Available data Block Start

PR #8347, opened 2024-04-17
Ability to cancel interactive client authentication

snazy:


api/client/src/main/java/org/projectnessie/client/auth/oauth2/OAuth2Client.java
```diff
@@ -114,7 +115,10 @@ private Tokens getCurrentTokensIfAvailable() {
   }
 
   @Override
-  public void start() {
+  public void start(Consumer<Runnable> cancellationCallbackConsumer) {
+    if (cancellationCallbackConsumer != null) {
+      cancellationCallbackConsumer.accept(this::close);
```
snazy, line 120: This exposes the `close()` function to the call site building the client.

api/client/src/main/java/org/projectnessie/client/http/HttpClientBuilderImpl.java
```diff
@@ -279,7 +289,22 @@ public HttpClient build() {
       throw new IllegalArgumentException(
           "No HTTP client factory for name '" + clientName + "' found");
     }
-    return httpClientFactory.buildClient(config);
+    HttpClient client = httpClientFactory.buildClient(config);
+
+    if (authentication != null) {
+      try {
+        authentication.start(cancellationCallbackConsumer);
```
snazy, line 296: Also moved the call to `.start()` here

adutra: Not that I'm against changing the `start()` method, but isn't this much simpler:

```
        authentication.start();
        cancellationCallbackConsumer.accept(authentication::close);
```

api/client/src/main/java/org/projectnessie/client/http/HttpClientBuilderImpl.java
```diff
@@ -279,7 +289,25 @@ public HttpClient build() {
...
+        try {
+          client.close();
+        } catch (RuntimeException e2) {
+          e.addSuppressed(e2);
+        }
+        throw e;
+      }
+    }
+
+    return client;
```
adutra, line 310: Thinking a bit more about cancellation, I think you should close the `HttpClient` itself, not only the authentication:

```suggestion
    if (cancellationCallbackConsumer != null) {
      cancellationCallbackConsumer.accept(client::close);
    }
    return client;
```

Closing the HTTP client will close the authenticator.

Which actually begs the question: why not put the cancellation stuff at the `NessieApiV2` level? Closing the `NessieApiV2` instance will cascade-close everything underneath.

api/client/src/main/java/org/projectnessie/client/NessieClientBuilder.java
```diff
@@ -171,6 +172,16 @@ default Set<String> names() {
   @CanIgnoreReturnValue
   NessieClientBuilder withSSLParameters(SSLParameters sslParameters);
 
+  /**
+   * Registers a callback to cancel an ongoing, blocking client setup.
+   *
+   * <p>When using "blocking" authentication, for example OAuth2 device or code flows, is being
+   * used, users may want to cancel an ongoing authentication. An application can register a
```
adutra, line 179:
```suggestion
   * <p>When using "blocking" authentication, for example OAuth2 device or code flows, users
   * may want to cancel an ongoing authentication. An application can register a
```

Also the description is slightly off: there is no "blocking client setup": the OAuth2 authenticator does not block when started (but it may block the first HTTP request, until the first token fetch succeeds).

api/client/src/main/java/org/projectnessie/client/http/HttpClientBuilderImpl.java
```diff
@@ -279,7 +288,25 @@ public HttpClient build() {
...
-    return httpClientFactory.buildClient(config);
+    HttpClient client = httpClientFactory.buildClient(config);
+    if (cancellationCallbackConsumer != null) {
+      cancellationCallbackConsumer.accept(client::close);
+    }
+
+    if (authentication != null) {
+      try {
+        authentication.start();
+      } catch (RuntimeException e) {
```
adutra, line 299: Is this catch a hypothetical situation, or are you seeing actual errors here with your experiments?

Asking because `start()` currently cannot throw (and cannot block either): even with OAuth2, the only thing it does is that it completes the `started` future. The actual token fetching happens asynchronously. If an error occurs during token fetching, it will surface to the caller only when calling `OAuth2Authenticator.authenticate()` at the first HTTP request – not here.

api/client/src/main/java/org/projectnessie/client/NessieClientBuilder.java
snazy: It blocks the first requests - so it is blocking

api/client/src/main/java/org/projectnessie/client/http/HttpClientBuilderImpl.java
snazy: It is only a safety net

api/client/src/main/java/org/projectnessie/client/NessieClientBuilder.java
adutra: Sure, but client setup is never blocking.

adutra:
The more I think about this the less I'm convinced we need a cancellation callback. Closing the `NessieApiV2` should close all underlying resources, and interrupt all running threads if necessary. I don't see anything being "left" behind. Do you have a concrete example of situation where the Nessie client hangs and don't honor the SIGINT signal?

Looking at #8348 why don't you try something like this instead:

```java
try (NessieApiV2 client =
    NessieClientBuilder.createClientBuilderFromSystemSettings(
            NessieClientConfigSources.mapConfigSource(commandSpec.getParameters()))
        .withUri(commandSpec.getUri())
        .build(NessieApiV2.class)) {

  Terminal terminal = nessieCli.terminal();
  Terminal.SignalHandler sigIntHandler =
      terminal.handle(Terminal.Signal.INT, sig -> client.close());

  try {
    doSomethingWithTheClient(client);
  } catch (InterruptedException e) {
    Thread.currentThread().interrupt();
    client.close();
  }
}
```

snazy:
> The more I think about this the less I'm convinced we need a cancellation callback. Closing the `NessieApiV2` should close all underlying resources, and interrupt all running threads if necessary. I don't see anything being "left" behind. Do you have a concrete example of situation where the Nessie client hangs and don't honor the SIGINT signal?

The OAuth authenticator is started in `HttpClientBuilderImpl.build()` - so the caller has no client to close, correct?
`OAuth2Client.start()` triggers `.fetchNewTokens()`, triggers the interaction with the user.

adutra:
OK, what about:

```java
List<AutoCloseable> closeables = new ArrayList<>();

Terminal terminal = nessieCli.terminal();
Terminal.SignalHandler sigIntHandler =
    terminal.handle(
        Terminal.Signal.INT,
        sig ->
            closeables.forEach(
                c -> {
                  try {
                    c.close();
                  } catch (Exception ignored) {
                  }
                }));

try (NessieAuthentication authentication =
    NessieAuthenticationProvider.fromConfig(commandSpec.getParameters())) {
  closeables.add(authentication);
  authentication.start();

  try (NessieApiV2 client =
      NessieClientBuilder.createClientBuilderFromSystemSettings(
              NessieClientConfigSources.mapConfigSource(commandSpec.getParameters()))
          .withUri(commandSpec.getUri())
          .withAuthentication(authentication)
          .build(NessieApiV2.class)) {
    closeables.add(client);

    try {
      doSomethingWithTheClient(client);
    } catch (InterruptedException e) {
      Thread.currentThread().interrupt();
      client.close();
    }
  }
}
```

adutra:
OK, I think I'm convinced now that we need a cancellation mechanism.

However I would like to propose an alternate design: the `Consumer` approach is a bit convoluted. A more common approach is to use a cancellation future that completes when the user cancels / interrupts his action:

```java
@CanIgnoreReturnValue
Builder setCancellationFuture(CompletionStage<?> cancellationFuture);
```

The builder can then "attach" any action(s) to the future:

```java
if (cancellationFuture != null) {
  cancellationFuture.thenRun(client::close);
}
```

And you experiment with jline would look like:

```java
CompletableFuture<Terminal.Signal> cancel = new CompletableFuture<>();
Terminal terminal = nessieCli.terminal();
terminal.handle(Terminal.Signal.INT, cancel::complete);

try (NessieApiV2 client =
    NessieClientBuilder.createClientBuilderFromSystemSettings(
            NessieClientConfigSources.mapConfigSource(commandSpec.getParameters()))
        .withUri(commandSpec.getUri())
        .withCancellationFuture(cancel)
        .build(NessieApiV2.class)) {
  closeables.add(client);

  try {
    doSomethingWithTheClient(client);
  } catch (InterruptedException e) {
    Thread.currentThread().interrupt();
    client.close();
  }
}
```

snazy:
> ```java
> cancel::complete
> ```

Yea, that's fine. It avoids the need for a separate thread as well.

adutra (approved):

adutra (approved):

PR #8354, opened 2024-04-18
OAUth2Client: defer initial token fetch when user interaction is required

adutra:


api/client/src/main/java/org/projectnessie/client/auth/oauth2/OAuth2Client.java
```diff
@@ -270,10 +278,12 @@ private void maybeWarn(String message, Throwable error) {
     boolean shouldWarn =
         lastWarn == null || Duration.between(lastWarn, now).compareTo(MIN_WARN_INTERVAL) > 0;
     if (shouldWarn) {
+      // defer logging until the client is used to avoid confusing log messages appearing
+      // before the client is actually used
       if (error instanceof HttpClientException) {
-        LOGGER.warn("{}: {}", message, error.toString());
```
dimas-b, line 274: Is it even (how?) possible to gent this log message before `used` is complete?

api/client/src/main/java/org/projectnessie/client/auth/oauth2/OAuth2Client.java
```diff
@@ -270,10 +278,12 @@ private void maybeWarn(String message, Throwable error) {
...
+        used.thenRun(() -> LOGGER.warn("{}: {}", message, error.toString()));
```
dimas-b, line 284: This could accumulate futures... May be not much, but should we perhaps cancel `used` on close?

api/client/src/main/java/org/projectnessie/client/auth/oauth2/OAuth2Client.java
```diff
@@ -135,6 +143,8 @@ public void close() {
         }
         // Always close the HTTP client (can't be shared).
         httpClient.close();
+        // Cancel this future to invalidate any pending log messages
+        used.cancel(true);
```
dimas-b, line 147: nit: Why not do it earlier (or in `finally`)... in case closing the HTTP client or executor throws?

dimas-b (approved):

PR #8361, opened 2024-04-19
Make bulk read timeout configurable in BigTablePersist

dimas-b:
Use the same timeout as for the Bigtable Data Client in Quarkus.

Tests use the old default of 5 sec.


versioned/storage/bigtable/src/main/java/org/projectnessie/versioned/storage/bigtable/BigTablePersist.java
```diff
@@ -689,10 +689,13 @@ private <ID, R> void bulkFetch(
       }
     }
 
+    long timeoutMillis =
```
adutra, line 692: Maybe save to a field?

adutra (approved):

versioned/storage/bigtable/src/main/java/org/projectnessie/versioned/storage/bigtable/BigTablePersist.java
dimas-b: updated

Available data Block End

**What to work on:** Check the data for the word "thenRun" and pull out the lines that have it.

**Result for this task:**
  cancellationFuture.thenRun(client::close);
+        used.thenRun(() -> LOGGER.warn("{}: {}", message, error.toString()));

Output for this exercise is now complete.